"The Wild Place" – das Polenlager Wildflecken.
Erlebnisse einer amerikanischen Flüchtlingsbetreuerin in der Trümmerzeit.
Bayerischer Rundfunk, "Bayern – Land und Leute", 19.4.1998
Im Juli 1945 kam die Schriftstellerin Kathryn Hulme als Mitglied eines internationalen Teams einer UNO-Hilfsorganisation zur Betreuung von Flüchtlingen und Verschleppten nach Deutschland. Sie wurde mit 10 anderen Helfern dem Lager Wildflecken zugeteilt, wo sie statt der erwarteten 2000 Hilfsbedürftigen 20.000 Menschen vorfand. Und dauernd kamen weitere Transporte hinzu, oftmals entweder überhaupt nicht angemeldet oder aber mit weit mehr Flüchtlingen als angekündigt. Die Helfer arbeiteten rund um die Uhr, doch sie konnten nicht einmal die schlimmsten Mißstände abstellen. Voller Verzweiflung über diese Sisyphus-Arbeit machten sich immer wieder überforderte Team-Mitglieder bei Nacht und Nebel aus dem Lager davon. Erlösend empfanden deshalb alle die winterlichen, heftigen Schneefälle, die das Lager vier Monate weitgehend von der Außenwelt abschlossen, weil nun wenigstens keine neuen Transporte mehr zu erwarten waren.

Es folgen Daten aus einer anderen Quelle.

Issue #620, opened 2023-02-20
Support `withCount` in `ResponseFromApiResource`


gwlortscher:
When using the `ResponseFromApiResource` attribute, it's possible to account for usage of [whenLoaded](https://laravel.com/docs/master/eloquent-resources#conditional-relationships) in Eloquent API Resources using the `with:` argument to eager load relationships. `whenLoaded` is helpful in preventing N+1 query problems in API Resources. 

[whenCounted](https://laravel.com/docs/master/eloquent-resources#conditional-relationship-counts) / [withCount](https://laravel.com/docs/master/eloquent-relationships#counting-related-models) is similarly helpful in preventing N+1 query problems, but doesn't appear to be supported by Scribe. This means counts won't appear in API docs generated by Scribe. 

A good solution could be to support `withCount` in `ResponseFromApiResource`?

shalvah:
I don't work much with these features, so I wouldn't know. PRs welcome!

thewhaleiam:
> When using the `ResponseFromApiResource` attribute, it's possible to account for usage of [whenLoaded](https://laravel.com/docs/master/eloquent-resources#conditional-relationships) in Eloquent API Resources using the `with:` argument to eager load relationships. `whenLoaded` is helpful in preventing N+1 query problems in API Resources.
> 
> [whenCounted](https://laravel.com/docs/master/eloquent-resources#conditional-relationship-counts) / [withCount](https://laravel.com/docs/master/eloquent-relationships#counting-related-models) is similarly helpful in preventing N+1 query problems, but doesn't appear to be supported by Scribe. This means counts won't appear in API docs generated by Scribe.
> 
> A good solution could be to support `withCount` in `ResponseFromApiResource`?

Was there any progress made on this?

PR #920, opened 2024-11-18
Add withCount support

SergeAntonets:
- See: https://github.com/knuckleswtf/scribe/issues/620
- Laravel: https://laravel.com/docs/6.x/eloquent-relationships#counting-related-models
- The "whenCounted" method was introduced in Laravel v9. See: https://github.com/laravel/framework/pull/43101

This PR adds **withCount** to the **ResponseFromApiResource** and will be supported by the **factoryCreate** model source


src/Attributes/ResponseFromApiResource.php
```diff
@@ -23,6 +23,7 @@ public function __construct(
         public ?int $paginate = null,
         public ?int $simplePaginate = null,
         public array $additional = [],
+        public array $withCount = [],
```
SergeAntonets, line 26: I am adding it at the end so it does not break the backward compatibility

SergeAntonets:
Hi @shalvah, I am finalizing the PR and want to add some test coverage, but it actually requires adding a database to test the "withCount" feature. Additionally, I don't see any tests related to the "with" feature, likely because it also requires a database, which might be why it's missing. 

Any thouths/suggestions around this? thanks

shalvah:
There are some tests that do use a database (SQLite in memory). We even have migrations. Example: https://github.com/knuckleswtf/scribe/blob/4d4a44e48afd4f1f236c9e75cf3cbe8b6b515eb3/tests/Unit/ValidationRuleParsingTest.php#L45-L47

You can follow the example.

SergeAntonets:
@shalvah, thanks. I missed that. The PR is ready; please take a look whenever you have time.

shalvah:
Is the `withCount()` method not supported on older Laravel versions? If so, you can skip the test using something like https://github.com/knuckleswtf/scribe/blob/46e8399eddc1e1b6c2ba31a1f78d6f301483cf74/tests/Strategies/GetFromInlineValidatorTest.php#L236. I've forgotten how, but Laravel provides a method to get the framework version.

SergeAntonets:
@shalvah fixed! The "whenCounted" method was introduced in Laravel v9. See: https://github.com/laravel/framework/pull/43101

PS: added a few more checks

PR #922, opened 2024-11-27
Php 84 upgrade

markwalet:
The dev dependencies were a bit outdated. I've updated them where I could without breaking tests, but especially in the lower versions it was unclear to me which versions were still supported.

Besides the dependency upgrades, I've resolved the deprecations warnings for PHP 8.4.


shalvah:
Thanks!

I'll be fine with dropping support for PHP 8.0 and dingo/api; I think we've done a good job of supporting them for a while now.

markwalet:
Any update on this? What do you want me to do?

markwalet:
I've removed the dependency changes completely in favor of just doing the code changes in a separate merge request to improve reviewability.

https://github.com/knuckleswtf/scribe/pull/929

shalvah:
I've been in the hospital/on recovery. I'll look at this soon. My plan is to create a branch for the next major version and do the ground work there, then point your PRs to it.

shalvah:
Hmm, I think I may close this PR. I've dropped support for PHP 8, Dingo and Lumen on the `vNext` branch, and pointed this to it, but some tests still fail. Current dependencies seem to work fine on PHP 8.1 to 8.4.

shalvah:
Okay, ,they seem to work on all versions but 8.1 (code coverage is broken). Could you check that?

It's not really a priority, anyway, since it's only dev deps.

markwalet:
Unfortunately I can't get the dependencies to work. It's a bit of a mess with a separate lowest.composer.json and I can't wrap my head around it.

Even with the tests being successful, it seems like the coverage statistics are failing. On my own packages I normally only collect coverage data for the latest stable php/laravel version. Maybe that could help? It all just becomes a bit more complicated when you try to run coverage on pestphp V1 **and** V2.

shalvah:
Yep, sorry. Ultimately, there wasn't a real need for this, but thanks for the effort.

Jetzt endlich konnte allmählich eine funktionierende Lagerorganisation aufgebaut werden. Und Kathryn Hulme kümmerte sich nun vermehrt um die Lagerbewohner selbst. Das machte ihre Arbeit nicht leichter, denn sie kam nun mit vielen erschütternden Einzelschicksalen in Berührung, die alle individuelle Lösungen erforderten. Fast acht Jahre lang widmete sich die Amerikanerin ihrer schweren Aufgabe, den entwurzelten, vielfach gebrochenen und traumatisierten, von der deutschen Bevölkerung oft verachteten "Displaced Persons" wieder auf die Füße sowie zu einer neuen Existenz und zu einer neuen Heimat zu verhelfen. 1953, gleich nach ihrer Rückkehr in die USA, schrieb sie über ihre Erlebnisse ein Buch, das in seiner Eindringlichkeit und kenntnisreichen Darstellung einzigartig ist: "The Wild Place" – ein Buch nicht nur über wilde Orte, sondern auch über verwilderte Zeiten und Menschen. Bei ihrer Arbeit im Flüchtlingslager lernte sie im übrigen eine andere Helferin kennen, über deren Lebensgeschichte sie einen Weltbestseller verfasste, nämlich „Das Leben einer Nonne“ (später verfilmt mit Audrey Hepburn).